WHAT IS EXPECTED:
Up to and including the line with "There are a", reproduce the listing below exactly, beginning at its first line.

DATASET CONTENT:
PR #3309, opened 2016-11-30
Prevent array size calculation overflows.

clayton-shopify:
@matz 

There are a couple other places where an array size calculation can overflow. First, in `ary_modify` where the byte size should be calculated using `size_t` instead of `mrb_int` (much like https://github.com/mruby/mruby/pull/3304). And second, in `ary_concat` where the addition of the two array lengths can overflow.

The following input demonstrates a segfault in `ary_concat`:
```ruby
a = [0]
31.times { a.concat(a) }
```
After this change it exits with `array size too big (ArgumentError)`.

### DIFF
--- a/src/array.c
+++ b/src/array.c
@@ -118,7 +118,7 @@ ary_modify(mrb_state *mrb, struct RArray *a)
     }
     else {
       mrb_value *ptr, *p;
-      mrb_int len;
+      size_t len;
 
       p = a->ptr;
       len = a->len * sizeof(mrb_value);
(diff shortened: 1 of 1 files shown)


tsahara:
CI fails.  Is compier option `[-Werror=declaration-after-statement]` too strict?

```
CC    src/array.c -> build/debug/src/array.o
/home/travis/build/mruby/mruby/src/array.c: In function ‘ary_concat’:
/home/travis/build/mruby/mruby/src/array.c:250:3: error: ISO C90 forbids mixed declarations and code [-Werror=declaration-after-statement]
cc1: some warnings being treated as errors
```

matz:
I know it's strict, but some compiler that is supported by mruby still complains mixed declaration.

tsahara:
Thanks nobu and matz.  I like traditional syntax better than C99.

PR #3314, opened 2016-12-01
Fix compile error by #3309

nobu:


matz:
Oops, I did exact same fix in ab4ab7c

PR #3319, opened 2016-12-01
Fix segfault when using result of rest assignment

bouk:
Reported by https://hackerone.com/haquaman


bouk:
This would segfault because the stack would get misaligned

PR #3320, opened 2016-12-02
Fix segfault in Range without initialize_copy

clayton-shopify:
@matz

The following code results in a null pointer dereference, since an uninitialized Range object is used:
```ruby
Range.remove_method(:initialize_copy)
(1..2).dup.to_s
```
This patch solves the issue by getting rid of the `mrb_range_edges` struct, so that initialization can be safely skipped.

This issue was reported by https://hackerone.com/charliesome.

### DIFF
--- a/include/mruby/range.h
+++ b/include/mruby/range.h
@@ -14,14 +14,11 @@
  */
 MRB_BEGIN_DECL
 
-typedef struct mrb_range_edges {
-  mrb_value beg;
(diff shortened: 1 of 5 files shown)


matz:
This patch increases the size of RVALUE (object slot) thus increasing memory consumption.
I don't think it's acceptable.  I understand the issue. I will fix it.

PR #3323, opened 2016-12-06
Fix 36fc1f14 not checking in the right location

bouk:
36fc1f14 should've added the exception class check in the mrb_exc_raise function, as the check in mrb_exc_set doesn't work if the value is nil. I also added the test that was originally in https://github.com/mruby/mruby/pull/3292 (which was failing on master)

### DIFF
--- a/src/error.c
+++ b/src/error.c
@@ -278,8 +278,6 @@ mrb_exc_set(mrb_state *mrb, mrb_value exc)
     mrb->exc = 0;
   }
   else {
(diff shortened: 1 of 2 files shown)


clayton-shopify:
@matz Have you had a chance to look at this?

matz:
The patch seems OK, but I don't know why Appveyor failed.
That's my concern.

clayton-shopify:
@bouk is away, but I'll rebase this and open a new PR to see if it fixes the AppVeyor problem.

matz:
#3394 merged.

Issue #3270, opened 2016-11-23
Floating Point Parser Behavior Is Locale Dependent


fundamental:
Mruby's parse.y uses libc's strtod to parse floating point literals. For some locale configurations (those which use ',' in place of '.' as a decimal separator) this results in incorrectly parsed literals. Cruby appears to work around this with by using their own implementation, ruby_strtod which by default (unless USE_LOCALE is explicitly enabled) ignores locale settings when parsing ruby code.

A similar solution would be preferred here as setlocale cannot be safely used in applications where mruby is embedded within another program (e.g. for the case of plugins which make use of mruby).

matz:
Hmm, difficult problem. The ideal solution must be reimplementing strtod(), but it would increase the size of mruby.

fundamental:
If the resulting binary size is the main concern it should only affect binaries that pull in the mruby-compiler gem, but if the size of the overall codebase is the concern I don't see much of a way to work around that.

dabroz:
`"1.25".to_f` uses `strtod` as well.

dabroz:
Having said that, we could use `strtod_l` (or `_strtod_l`) on systems that are known to have it.

matz:
I didn't know about `strtod_l`. I am sorry that it's not portable.
I found out that the locale insensitive `strtod` is not that big. I will merge it soon.

fundamental:
Thanks for the fix.

PR #3329, opened 2016-12-07
Mark all the built-in classes during GC sweep

bouk:
This fixes an issue where a built-in class can get garbage collected, put onto the freelist, and reused. This can lead to instantiating an object with an MRB_TT that doesn't match its class.


bouk:
I'm unsure where this appveyor issue is coming from

matz:
Appvoyer issue is caused by #3270. I don't know how to fix it yet.

matz:
The patch looks good to me, but I worry a bit that the test may not be portable.

matz:
Ah, but existing tests already uses the same approach.  OK, I'll merge it.

PR #3330, opened 2016-12-07
Support override of + - * / for Fixnum and Float (rebased)

dabroz:
I've rebased #2579 (Support override of + - * / for Fixnum and Float) and added tests. Could we add this to mruby? It would be useful for most numeric gems (like Bignum or float4).

### DIFF
--- a/build_config.rb
+++ b/build_config.rb
@@ -122,6 +122,8 @@ MRuby::Build.new('test') do |conf|
   conf.enable_test
 
   conf.gembox 'default'
+  conf.gem core: 'mruby-inline-struct'
+  conf.gem core: 'mruby-numeric-override'
 end
 
 MRuby::Build.new('bench') do |conf|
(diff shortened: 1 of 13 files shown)


dabroz:
@matz: what do you need to consider this pull request? I am not against making this optional (new flag in `mrbconf.h`) if you think that including this by default is not necessary.

dabroz:
I made some progress on this (configuration and tests), but it seems that I misunderstood the actual mruby limitation. It looks like there always was a possibility to use `Fixnum`/`Float` `+-*/` with custom classes.

The current version has a configuration flag `MRB_ENABLE_NUMERIC_OVERRIDE` (disabled by default). However, there are still limitations coming from the fact that `+` and other operators are not actual methods (you can't use `super` or `alias_method`, for example).

Therefore I am leaving my latest changes here for all of you to decide what the next step should be.

PR #3331, opened 2016-12-07
Promote load_exec to mruby API as mrb_load_exec (fixes #3248)

### LINKED ISSUE #3248: Catch parse errors in C
When reloading Ruby scripts, currently I need to parse them twice to be able to catch parse errors:

```c
mrbc_context* context = mrbc_context_new(mrb);
mrbc_filename(mrb, context, path);
parser_state* parser = mrb_parse_nstring(mrb, data, length, context);
int num_errors = parser->nerr;
mrb_parser_free(parser);
if (num_errors > 0)
{ ... }
mrb_load_nstring_cxt(mrb, data, length, context);
```

all because `mrb_load_nstring_cxt` is defined as

```c
MRB_API mrb_value
mrb_load_nstring_cxt(mrb_state *mrb, const char *s, int len, mrbc_context *c)
{
  return load_exec(mrb, mrb_parse_nstring(mrb, s, len, c), c);
}
```

and `load_exec` in not in the mruby API.

Is there a different way to do it without parsing the file twice, or could we promote `load_exec` to API?

dabroz:
Rationale: you would no longer need to parse Ruby scripts twice to catch parse errors.

Fixes #3248


jmhmccr:

PR #3335, opened 2016-12-08
fix build on vs2013-vs2015

mattn:


mattn:
Hmm, still not. I have no idea. :(

mattn:
I figure out why appveyor fail.

```c
#  define const
```
(in src/string.c)

This is wrong. This break signature for mrb_float_read.

mattn:
@matz Is this required?

```c
#ifndef __STDC__
# ifdef __GNUC__
#  define const __const__
# else
#  define const
# endif
#endif
```

matz:
It was copied from ruby1.8/missing. Probably for compatibility with old compilers.

PR #3336, opened 2016-12-08
Removed unnecessary const macro - const keyword is already a dependency

felixjones:
const is already used at the top of string.c, so we can guarantee that the compiler supports the const keyword at this position of the code.

This macro also does not work for circumstances where \_\_STDC__ is not defined and your compiler has not definition (the default is to disable the const keyword, this does not sound like intentional behaviour).


matz:
You are right.

Issue #2028, opened 2014-04-08
Add Object#freeze


IceDragon200:
Does mruby have Object#freeze by the way, I did a quick search and didn't find anything... (then again, I just skimmed over it)

jemc:
I'd like to see at least `String#freeze` if possible.

Asmod4n:
Also have a need for String#freeze.

Currently writing a "SecureBuffer" class where you can mark a malloced() Region as read only, read and write or deny any access to it.

Of course i want that buffer to be viewable from ruby land so it has a to_str method via mrb_str_new_static().

It would be cool if that String Object wouldn't be modifyable. Or at best, never be copied to ruby land but only be referenceable.

syohex:
@jemc @Asmod4n `String#freeze` was introduced at this commit(1a45447b8b66159a4a7d0348c4a01a175b3778fd)

archSeer:
Doesn't seem like the original issue was fixed here, the fix is limited to strings.

matz:
OK, I reopen the issue.

PR #3340, opened 2016-12-10
Implement Object#freeze

k0kubun:
close https://github.com/mruby/mruby/issues/2028

I want to use `Object#freeze` for Array and Hash to make them read-only. It's convenient to restrict regions in which you can modify a value. It improves maintainability because it makes easier to search where a value is modified.


jmhmccr:

PR #4202, opened 2018-12-25
Simplify full-core.gembox

shuujii:
Dependencies order is auto detected.

### DIFF
--- a/mrbgems/full-core.gembox
+++ b/mrbgems/full-core.gembox
@@ -1,9 +1,6 @@
 MRuby::GemBox.new do |conf|
-  conf.gem :core => "mruby-sprintf"
-  conf.gem :core => "mruby-print"
-
   Dir.glob("#{root}/mrbgems/mruby-*/mrbgem.rake") do |x|
     g = File.basename File.dirname x
-    conf.gem :core => g unless g =~ /^mruby-(print|sprintf|bin-debugger|test)$/
+    conf.gem :core => g unless g =~ /^mruby-(?:bin-debugger|test)$/
   end
 end


dearblue:
`mruby-print` and` mruby-sprintf` do not described their mutual dependencies.
Also, the order of filenames returned by the `Dir.glob` method is undefined.
Therefore, depending on the order, the `Kernel # printf` method will be unavailable (` mruby-sprintf` must be before `mruby-print`).

https://github.com/mruby/mruby/blob/45e8cb47ea0dab9a0cd22d2d78c728799f6a848c/mrbgems/mruby-print/mrblib/print.rb#L51-L54

As a means of solving this, I proposing it in the form of "weak dependency" (#4129).

shuujii:
Sorry for breaking. How about a this solution? (https://github.com/shuujii/mruby/commit/778ea2a77a93accac59981b481a00633a22e63e3)

matz:
I don't like dynamic dispatchin shuujii@778ea2a

shuujii:
This PR can be re-merged because the dependency issue of `mruby-print` and `mruby-sprintf` was solved via 1d8456fe.

dearblue:
@shuujii, How about making a new pull request?
You can reapply it by doing `git revert 37d795dec7b495d418dc2f9020cf980c158ba9ed`.

shuujii:
Thank you for the comment. As I wrote in the comment above, I think that it can be merged as it is now, so I don't think it is necessary to make a new pull request.

matz:
OK. I will reapply.

PR #4243, opened 2019-01-24
Remove definition of `Kernel#sprintf` in `mruby-print`

shuujii:
`Kernel#sprintf` is defined in `mruby-sprintf`

### DIFF
--- a/mrbgems/mruby-print/mrblib/print.rb
+++ b/mrbgems/mruby-print/mrblib/print.rb
@@ -52,9 +52,6 @@ module Kernel
     def printf(*args)
       raise NotImplementedError.new('printf not available')
     end
-    def sprintf(*args)
-      raise NotImplementedError.new('sprintf not available')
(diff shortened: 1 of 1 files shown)


takahashim:
> Kernel#sprintf is defined in mruby-sprintf

`mruby-sprintf` is just a mrbgem.  In some situations (such as bare metal environment with less memory, and only uses numeric values except debug logging to serial output), we may want to use `mruby-print` but not want to use `mruby-sprintf`.  So `Kernel#sprintf` might not be  defined, even if you can use `puts` and/or `p` in `mruby-print`.

matz:
Yes, but we have no big reason to define `sprintf` in `mruby-print` gem.

shuujii:
`sprintf` in `mruby-print` merely raise `NotImplementedError`. Therefore there is no essential difference if the implementation isn't provided, I think.

Issue #4239, opened 2019-01-20
About corrected patches for mruby core initialization


dearblue:
If out of memory occurs with `mrb_open()`, the process will be crashed by `SIGABRT` or `SIGSEGV`.

This behavior is undesirable for me as I try to generate multiple `mrb_state`.

[This patch set](https://github.com/mruby/mruby/compare/mruby:b83e4df...dearblue:6797ebf) corrects problems that occurred by simulating out of memory.
(branch is in [fix-mrb_open-with-nomem](https://github.com/dearblue/mruby/tree/fix-mrb_open-with-nomem))

However, it is divided into 18 steps commit, and some can be made independent.

Should it be better to divide the pull requests for each, or may they be a single pull request at once?

Thanks.

## Potential issue

If `mrb_XXX_gem_final()` is called while initialization processing is not completed, problems may arise there.

matz:
No, you don't have to split the PR. But longer (or bigger) PR might take time to review.

dearblue:
Ok. Thank you.
We will `git rebase` in this form and make a pull request.

PR #4250, opened 2019-01-27
Fix problems with `mrb_open()` if occurs out of memory

dearblue:
(This comment is a copied from #4239)

If out of memory occurs with `mrb_open()`, the process will be crashed by `SIGABRT` or `SIGSEGV`.

This behavior is undesirable for me as I try to generate multiple `mrb_state`.

This patch set corrects problems that occurred by simulating out of memory.

Thanks.

## Potential issue

If `mrb_XXX_gem_final()` is called while initialization processing is not completed, problems may arise there.


matz:
merged.

PR #4258, opened 2019-02-02
Extend only when necessary in `lib/mruby-core-ext.rb`

shuujii:


matz:
Maybe we should drop 1.8 support soon. But thank you anyway.

shuujii:
> Maybe we should drop 1.8 support soon.

That's good news for me 😄

PR #4263, opened 2019-02-06
Remove definition of `MRuby::Build#exefile` in `mruby-bin-mruby-config`

shuujii:
It's defined in `lib/mruby/build.rb`.


matz:
appveyor reports an error. maybe we should update `lib/mruby/build.rb` as well?

shuujii:
Sorry, I will fix it and recreate pull request.

PR #4271, opened 2019-02-10
`bin=` should be an instance method in `MRuby::Gem::Specification`

shuujii:
`Array#flatten` is unneeded because we should use `bins=` for passing an
array, I think.

### DIFF
--- a/lib/mruby/gem.rb
+++ b/lib/mruby/gem.rb
@@ -119,8 +119,8 @@ module MRuby
         @conflicts << {:gem => name, :requirements => req.empty? ? nil : req}
       end
 
-      def self.bin=(bin)
-        @bins = [bin].flatten
+      def bin=(bin)
+        @bins = [bin]
       end
 
       def build_dir


matz:
If we remove `flatten`, the assignment should be `@bin = bin` I think.

shuujii:
Thank you for your comment. I interpreted your comment as follows:

- `bin=` should accept both one name (`String`) and multipule names (`Array`).
- If we don't use `flatten`, the assignment must be `@bins = bin` etc for
  an array.

But `bin=` accept both (one name and multiple names) and `bins=` (just an
attr writer) accept multiple names only is unnatural for me.

I think it should be one of the following:

1. `bin=` accept one name only and `bins=` accept multiple names only (this PR).
2. `bins=` accept both and we remove `bin=`.

matz:
Hmm, it seems no one uses `bin=` and uses `bin << path` instead. So I am going to remove the method.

YOUR RESPONSE:
PR #3309, opened 2016-11-30
Prevent array size calculation overflows.

clayton-shopify:
@matz 

There are a couple other places where an array size calculation can overflow. First, in `ary_modify` where the byte size should be calculated using `size_t` instead of `mrb_int` (much like https://github.com/mruby/mruby/pull/3304). And second, in `ary_concat` where the addition of the two array lengths can overflow.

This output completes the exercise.